Likewise, we may find in our praying that there are obstacles to God’s will in our own lives, and we are moved to repent of them. So our fasting changes us and by aligning our wills with God’s often corrects the problem; we thought it was about danger coming from without, while all the time the real danger was coming from within.

So fasting can be about mortification of the flesh, and it can be about adding power to our prayers, and there is a third use for it, which I hesitate to speak of, for it is highly dangerous; but truth impels me to say something about it, only adding, “children, do not try this at home.” Extreme fasting can be used as a means of altering one’s consciousness – and has been so used by saints and mystics throughout the ages.

Now, those of us who were around forty or fifty years ago remember when people altered their consciousnesses the old-fashioned way: with drugs!
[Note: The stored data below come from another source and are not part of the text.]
PR #1369, opened 2021-05-24
Fix: Emit bean fields in the same order as the builder stages

ferozco:
## Before this PR
When using the staged builder feature We would emit fields on the bean in a different order than the stages in the builder

## After this PR

==COMMIT_MSG==
Emit bean fields in the same order as the builder stages
==COMMIT_MSG==

### DIFF
--- a/changelog/@unreleased/pr-1369.v2.yml
+++ b/changelog/@unreleased/pr-1369.v2.yml
@@ -1,0 +1,5 @@
+type: fix
+fix:
+  description: Emit bean fields in the same order as the builder stages
+  links:
+  - https://github.com/palantir/conjure-java/pull/1369
--- a/conjure-java-core/src/main/java/com/palantir/conjure/java/types/BeanBuilderGenerator.java
+++ b/conjure-java-core/src/main/java/com/palantir/conjure/java/types/BeanBuilderGenerator.java
@@ -99,7 +99,12 @@ public final class BeanBuilderGenerator {
             ObjectDefinition typeDef,
             Map<com.palantir.conjure.spec.TypeName, TypeDefinition> typesMap,
             Optional<ClassName> builderInterfaceClass) {
-        Collection<EnrichedField> enrichedFields = enrichFields(typeDef.getFields());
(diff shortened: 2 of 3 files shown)


carterkozak:
I think this will impact the resulting JSON, while we don't specify any particular order I think it's nice to match the definition field order when possible. Can you describe the motivation for this change?

ferozco:
Inside of phase we generate code that uses conjure-java's builders and using staged builders ends up breaking our generated code since we populate the fields in the order they are declared in the object. I was hoping to avoid copying the ordering code into phase by having the fields emitted in the right order

carterkozak:
Hmm, when I wrote the excavator to migrate to staged builders, I found that field order is not retained in java classes, which is why I had to opt into javac `-parameters` and use the constructor parameter order. Fields are sorted to pack bytes by type, and that has recently changed between releases.

Would it be possible to leverage the returned builder type setter methods to set fields in order?

ferozco:
It might be possible but it would be a fair bit more work and feels a more brittle since we would rely on even more of the implementation details of the code gen. Let me see how bad it will be

carterkozak:
Perhaps I didn't explain the idea very well, I was thinking more of a generalized solution for staged builders where we provide data based on the builder class/interface contract in the same way a human would interact with a staged builder.

For example if `Foo.builder()` returns:
```java
interface FooBuilderBazStage {
    FooBuildeFinalStage baz(Baz value);
}
```

We know the first field we need is `baz` of type `Baz`, then we can progress to the next field/stage, which in this case is `FooBuildeFinalStage`. I'm not very familiar with how phase is implemented, I may be underestimating the changes required to implement this, but I think it can be done in a way that's not brittle and closely matches how humans interact with these types.

carterkozak:
To clarify, the first sentence about parameters was an anecdote describing why we can't use the field declarations directly, not suggesting that we use constructor params, that would be brittle. I'm suggesting that we follow the staged builder types to fill out the staged builder similarly to how humans do it -- sorry for the confusion.

ferozco:
I followed Carter's advice and was able to implement something in phase that inferred the order from the stages so this shouldn't be necessary anymore

PR #1375, opened 2021-06-01
Revert default optional field handling to serialize a null value

carterkozak:
This reverts the default behavior to serialize empty optional
values as null until Typescript uses can be cleaned up to use
the provided type information from the typescript generator.

## This is meant to be reverted within the next month

==COMMIT_MSG==
Revert default optional field handling to serialize a null value
==COMMIT_MSG==

## Possible downsides?
More backcompat p0s

### DIFF
--- a/conjure-java/src/main/java/com/palantir/conjure/java/cli/ConjureJavaCli.java
+++ b/conjure-java/src/main/java/com/palantir/conjure/java/cli/ConjureJavaCli.java
@@ -189,6 +189,12 @@ public final class ConjureJavaCli implements Runnable {
                 description = "Generates compile-time safe builders to ensure all required attributes are set.")
         private boolean useStagedBuilders;
 
+        @CommandLine.Option(
+                names = "--excludeEmptyOptionals",
+                defaultValue = "false",
+                description = "Objects exclude empty optionals in serialization based on the conjure spec.")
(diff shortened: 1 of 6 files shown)


conjure-java/src/main/java/com/palantir/conjure/java/cli/ConjureJavaCli.java
```diff
@@ -189,6 +189,12 @@ public void run() {
                 description = "Generates compile-time safe builders to ensure all required attributes are set.")
         private boolean useStagedBuilders;
 
+        @CommandLine.Option(
+                names = "--excludeEmptyOptionals",
+                defaultValue = "false",
+                description = "Objects exclude empty optionals in serialization based on the conjure spec.")
+        private boolean excludeEmptyOptionals;
```
jkozlowski, line 196: This can just work with gradle-conjure? can you pass that like e.g. useImmutableBytes?

carterkozak: That’s correct

jkozlowski (approved):

tpetracca:
Linking original PR for clarity: https://github.com/palantir/conjure-java/pull/1300

iamdanfox:
Did this upset typescript consumers??

PR #1383, opened 2021-06-14
conjure-undertow GET endpoints support HEAD requests as well

carterkozak:
## Before this PR
`HEAD` requests to `GET` endpoints produced 404 "Not Found" responses.

## After this PR

HEAD requests don't produce response bytes, however if a response
is written, the bytes are safely, locally, written to an empty
sink. This matches Jersey behavior.
Depending how this is used, we may eventually want to allow folks
to implement their own HEAD handlers, this change doesn't make
that any more difficult.

==COMMIT_MSG==
conjure-undertow GET endpoints support HEAD requests as well
==COMMIT_MSG==

### DIFF
--- a/conjure-java-core/src/test/java/com/palantir/conjure/java/UndertowServiceEteTest.java
+++ b/conjure-java-core/src/test/java/com/palantir/conjure/java/UndertowServiceEteTest.java
@@ -358,6 +358,32 @@ public final class UndertowServiceEteTest extends TestBase {
     }
 
     @Test
+    public void testGetMethodsAllowHeadRequests() throws IOException {
+        URL url = new URL("http://0.0.0.0:8080/test-example/api/base/string");
+        HttpURLConnection con = (HttpURLConnection) url.openConnection();
+        con.setRequestMethod("HEAD");
+        con.setRequestProperty(HttpHeaders.ACCEPT, "application/json");
+        con.setRequestProperty(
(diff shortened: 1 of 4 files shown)


conjure-java-core/src/test/java/com/palantir/conjure/java/UndertowServiceEteTest.java
```diff
@@ -357,6 +357,32 @@ public void testExternalImportOptionalEmptyBodyZeroLength_withContentType() thro
...
+    @Test
+    public void testOptionsOnGetIncludesHead() throws IOException {
+        URL url = new URL("http://0.0.0.0:8080/test-example/api/base/string");
+        HttpURLConnection con = (HttpURLConnection) url.openConnection();
+        con.setRequestMethod("OPTIONS");
+        con.setRequestProperty(HttpHeaders.ACCEPT, "application/json");
+        con.setRequestProperty(
+                HttpHeaders.AUTHORIZATION, AuthHeader.valueOf("authHeader").toString());
+        assertThat(con.getResponseCode()).isEqualTo(204);
+        assertThat(con.getHeaderField(HttpHeaders.ALLOW)).isEqualTo("GET, HEAD");
```
carterkozak, line 383: In retrospect, the options handler should be more self-aware... `OPTIONS, GET, HEAD`. That's a change for a separate PR though!

tetigi (approved):
LGTM!

Issue #2346, opened 2021-09-15
Logical error: Messages with attachments should have another sync status


rupinderjeet:
**Describe the bug**

This is a crash report from Crashlytics (34 crashes by 7 users).
```
Fatal Exception: java.lang.IllegalArgumentException
Logical error. Messages with attachments should have another sync status!

io.getstream.chat.android.offline.ChatDomainImpl.retryMessagesWithoutAttachments (ChatDomainImpl.kt:748)
io.getstream.chat.android.offline.ChatDomainImpl.access$retryMessagesWithoutAttachments (ChatDomainImpl.kt:134)
io.getstream.chat.android.offline.ChatDomainImpl$retryMessagesWithoutAttachments$1.invokeSuspend (Unknown Source:14)
kotlin.coroutines.jvm.internal.BaseContinuationImpl.resumeWith (ContinuationImpl.kt:33)
kotlinx.coroutines.DispatchedTask.run (DispatchedTask.kt:106)
kotlinx.coroutines.scheduling.CoroutineScheduler.runSafely (CoroutineScheduler.kt:571)
kotlinx.coroutines.scheduling.CoroutineScheduler$Worker.executeTask (CoroutineScheduler.kt:750)
kotlinx.coroutines.scheduling.CoroutineScheduler$Worker.runWorker (CoroutineScheduler.kt:678)
kotlinx.coroutines.scheduling.CoroutineScheduler$Worker.run (CoroutineScheduler.kt:665)
```

**SDK version**
- 4.17.2

**To Reproduce**
This happens when user launches the app. Upon launch, I initialize `ChatClient` in `Application` class. (I have doubts about doing it here though). I am unable to reproduce it on my end.

**Expected behavior**
ChatClient is `initialized`.

**Device:**
 - Vendor and model: HUAWEI Y6 Pro (2019) (armeabi-v7a)
 - Android version: 9

**Screenshots**
NA

Additional Information:
Huawei Y6 Pro (2019) has appeared in #2333 as well

#### Also, do you use something like work-manager to resend failed messages?

adasiewiczr:
hey @rupinderjeet,
thanks for reporting, we are going to check that.
We recommend initializing our SDK in the `Application` class.

samiuelson:
Hey 👋🏼 The new [release](https://github.com/GetStream/stream-chat-android/releases/tag/4.19.0) containing the fix is now available. Please check it and let us know if you have any issues.

PR #2361, opened 2021-09-17
[CAS-1325] Improve messages retry

adasiewiczr:
https://stream-io.atlassian.net/browse/CAS-1325
#2346 

### 🎯 Goal

Improve messages retry

### 🛠 Implementation details

There might be a situation when all attachments were sent but the message has `SYNC_NEDDED` status. In that case, we are calling `retryMessagesWithoutAttachments` that was checking if the message doesn't contain attachments.
I've changed the condition the check if all attachments are already uploaded.

### 🧪 Testing

- Try to send attachments
- Try to send attachments while being offline

### ☑️ Checklist

- [x] Reviewers added


stream-chat-android-offline/src/main/java/io/getstream/chat/android/offline/ChatDomainImpl.kt
```diff
@@ -739,9 +745,13 @@ internal class ChatDomainImpl internal constructor(
         return retriedMessages
     }
 
-    private suspend fun retryMessagesWithoutAttachments(): List<Message> {
+    private suspend fun retryMessagesWithSyncedAttachments(): List<Message> {
```
zsmb13, line 748: This still includes messages that have no attachments, right? Maybe it's worth documenting that either in the method name (which will get quite long, but it's be more descriptive), or with actual comments.

stream-chat-android-offline/src/main/java/io/getstream/chat/android/offline/ChatDomainImpl.kt
```diff
@@ -739,9 +745,13 @@ internal class ChatDomainImpl internal constructor(
...
         val messages = repos.selectMessagesSyncNeeded()
-        require(messages.all { it.attachments.isEmpty() }) { "Logical error. Messages with attachments should have another sync status!" }
+        require(
+            messages.all {
+                it.attachments.all { attachment -> attachment.uploadState === Attachment.UploadState.Success }
+            }
+        ) { "Logical error. Messages without synchronized attachments should have another sync status!" }
```
zsmb13, line 754:
```suggestion
        ) { "Logical error. Messages with non-synchronized attachments should have another sync status!" }
```

stream-chat-android-offline/src/main/java/io/getstream/chat/android/offline/ChatDomainImpl.kt
```diff
@@ -722,7 +728,7 @@ internal class ChatDomainImpl internal constructor(
 
     @VisibleForTesting
     internal suspend fun retryMessages(): List<Message> {
-        return retryMessagesWithoutAttachments() + retryMessagesWithAttachments()
+        return retryMessagesWithSyncedAttachments() + retryMessagesWithAttachments()
```
zsmb13, line 731: Could we do some further renaming here to clearify what the two categories we're handling are?

```suggestion
        return retryMessagesWithSyncedAttachments() + retryMessagesWithPendingAttachments()
```

zsmb13 (approved):
LGTM, just one suggestion to clarify the code a bit

PR #2362, opened 2021-09-17
Only skip progress updates if logging interceptors are added

zsmb13:
### 🎯 Goal

Display upload progress correctly.

### 🛠 Implementation details

- If logging is enabled, both loggers will log, and these 2 reads of the request body will be skipped
- If logging is disabled, we don't need to skip anything

### 🧪 Testing

Upload attachments in the UI Components and Compose sample apps, both in debug and release builds.

### ☑️ Checklist

- [x] Reviewers added


amitkma (approved):
Looks good to me

JcMinarro (approved):
So fragile implementation, we should try to find a better solution, in other case whenver a new interactor is added, our uploader file process could fail.
Maybe we can handle it properly, but if we plan to open HttpClient Builder to our customers, we could have some issues there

And, indeed, there were those who reported that taking psychotropic drugs yielded them what could only be described as a spiritual experience. They weren’t lying about that; people have used drugs for thousands of years to achieve altered states of consciousness. Which is why St. Paul said, “Be not drunk with wine [or, he could have added, stoned on drugs] for that is debauchery, but be filled with the Spirit." For worship and prayer are God’s normal way of altering our consciousness and revealing himself to us. (In addition to drugs, people have used yoga and breathing exercises and meditation for the same purpose.)

Anyway, extreme fasting produces certain physical and mental changes which can open one to experiences not normally available to people, but it can also harm yr body: Martin Luther fasted so much as a young monk as to permanently damage his digestive system; Catherine of Siena thought she could live on nothing but communion bread and wound up starving herself to death. And it can also be a great danger to your soul, for not everything one finds on the other side of ordinary consciousness is of God, however spiritual it might be: Jesus fasted for 40 days and 40 nights and at the end of that time had figured out his call and came back preaching, “the kingdom of God is at hand, repent and believe the gospel” – but he also met the devil in person before he was done. Thankfully, Jeesus knew him for what he was; you and I might not. So be careful.

In the ordinary course of things, we fast in order to stay in spiritual training, to practice giving things up for God in order to keep God first in our lives. And we fast in order to add power to our prayers, not by changing God, but by allowing God to change us. And in all cases, we fast in order to whet our appetite for righteousness, for Jesus said, those who hunger and thirst for righteousness shall be satisfied. Amen.